Saturday 19 February 2011

Forlorn Hope?

Sat by what may well be my mother’s death bed, day after day, hopes dashed, raised then dashed again, I am utterly drained, not knowing how long I can bear it. I notice how I cope with life by creating little certainties everywhere I can in a forlorn attempt to control my world. This way I can adjust to almost anything, with profound loss, financial or human, but without it I am afraid, lost at sea in my tumultuous world.

So these last four days have been horrendous, first peacefully accepting her pending death after the initial shock of her fall and pneumonia, orchestrating loving visits by family and friends, then the unexpected prospect of recovery coupled with guilt for seemingly giving up all hope, a pattern only to be repeated all over again, leaving me uncertain as to what to say or do and emotionally crushed, as I sob openly.

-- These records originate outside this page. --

PR #1797, opened 2023-06-16
Allow user to depend on remote dependencies when running `build-script`

StevenWong12:
Do we have special reason that we need to have a local `swift-argument-parser` when building? @ahoppen 

If not, I think it would be nice to provide a flag to allow user to depend on remote dependencies when building or testing using `build-script`.

### DIFF
--- a/CONTRIBUTING.md
+++ b/CONTRIBUTING.md
@@ -7,18 +7,22 @@ If you are seeing issues, it is generally a good idea to re-try with the latest 
 
 The easiest option to build SwiftSyntax it to open it in Xcode. 
 
-Alternatively you can also build it from the command line using `build-script.py`. To do this, perform the following steps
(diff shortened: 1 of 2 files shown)


ahoppen:
I think we used to have that option but removed it with the expectation that almost all local development uses `swift build` etc directly and don’t go through `build-script.py`, so we didn’t really see a need for it anymore. What’s your use case? Running the lit tests?

StevenWong12:
Yeah, I still invoke it when running lit tests.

An unlikely messenger tells me to take care of myself, raising awareness of my own vulnerability, not only in the face of death but in my life in general. Certain in my mother’s love, I know now to nurture myself as I know she would were she still able. Maybe she still is as I recall, tired, laying my head on her bed, holding her hand to comfort her and transmit love and light to heal her when suddenly she gently pulls away her hand and took my upper arm to comfort me! It seems there truly is no love more selfless and unconditional than a mother’s love for her child.